Could the US pressure India to stop accepting Iranian-facilitated oil?

Washington has raised the issue diplomatically. India’s position is that it is purchasing crude from Gulf state exporters (Kuwait, UAE, Saudi Arabia), not from Iran — Iran is merely facilitating transit it has no legal right to block under UNCLOS. US sanctions tools are blunt against this arrangement since the seller is not an Iranian entity. Secondary sanction threats are possible but would damage US-India relations at a sensitive moment.

When did the last major Tanker War happen, and how does this compare?

The Iran-Iraq Tanker War of 1984–1988 resulted in attacks on 451 ships and is the closest historical parallel. However, that conflict did not produce a full Hormuz closure — tanker traffic continued at reduced rates. The current situation, with traffic down 95% and P&I insurance cancelled, is a more severe commercial disruption than anything seen in the 1980s.

How long can this two-tier market persist?

As long as the conflict continues and Iran maintains its selective passage protocol, the two-tier market will persist. Historical precedent from Russian oil sanctions (2022–present) suggests the discount structure can become semi-permanent if the underlying geopolitical condition is sustained. India and China built durable supply relationships with Russia over 2022–2025; they may do the same with Gulf producers under Iranian facilitation.

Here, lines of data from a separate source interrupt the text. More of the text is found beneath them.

PR #1801, opened 2025-04-16
OCPEDGE-1704: [TNF] Added symlink to allow for custom pacemaker resource agent in two-node OCP variant

jaypoulz:
Two-Node OpenShift with fencing is a variant of OpenShift that will be DevPreview in 4.19.
It adds a special executable to /usr/lib/ocf/resource.d/ocp-tnf/ that is not yet in the CoreOS extension for two-node-ha.

We are working to address this missing component ASAP, but in the meantime, this symlink allows us to enable this component via a MachineConfig.

--
This PR is an alternative to https://github.com/openshift/os/pull/1796 that ensures the symlink is not present once desired file is in resource-agents.

### DIFF
--- a/kola-denylist.yaml
+++ b/kola-denylist.yaml
@@ -117,3 +117,11 @@
   osversion:
     - centos-10
     - rhel-10.1
+
+# We are currently adding a dead symlink to allow MCO to install a pacemaker
+# resource agent in Two Node OpenShift with Fencing (TNF). This will be removed
+# once the underlying agent is shipped as part of the `two-node-ha` extension
+# and the TNF controller in etcd is updated to initialize pacemaker clusters
+# via the version shipped in the extension.
+- pattern: ext.config.shared.files.validate-symlinks
+  tracker: https://issues.redhat.com/browse/OCPEDGE-1706
--- a/packages-openshift.yaml
+++ b/packages-openshift.yaml
@@ -189,6 +189,32 @@ postprocess:
     ---
     EOF
 
+  # Inject symlink for Two Node OpenShift with Fencing (TNF)
+  # This is a workaround to allow pacemaker to use a pre-release resource agent for etcd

The selective Hormuz passage is not a temporary tactical measure. It is a sophisticated geopolitical instrument that Iran has deployed to fracture Western alliance unity while sustaining its own revenue needs. For the US, the immediate pain point is $3.84 at the pump. The longer-term strategic concern is whether the two-tier oil market accelerates a structural shift in global energy trade that persists well beyond the conflict’s end — one in which Asian buyers maintain preferential access to Gulf supply while Western consumers pay a permanent geopolitical premium.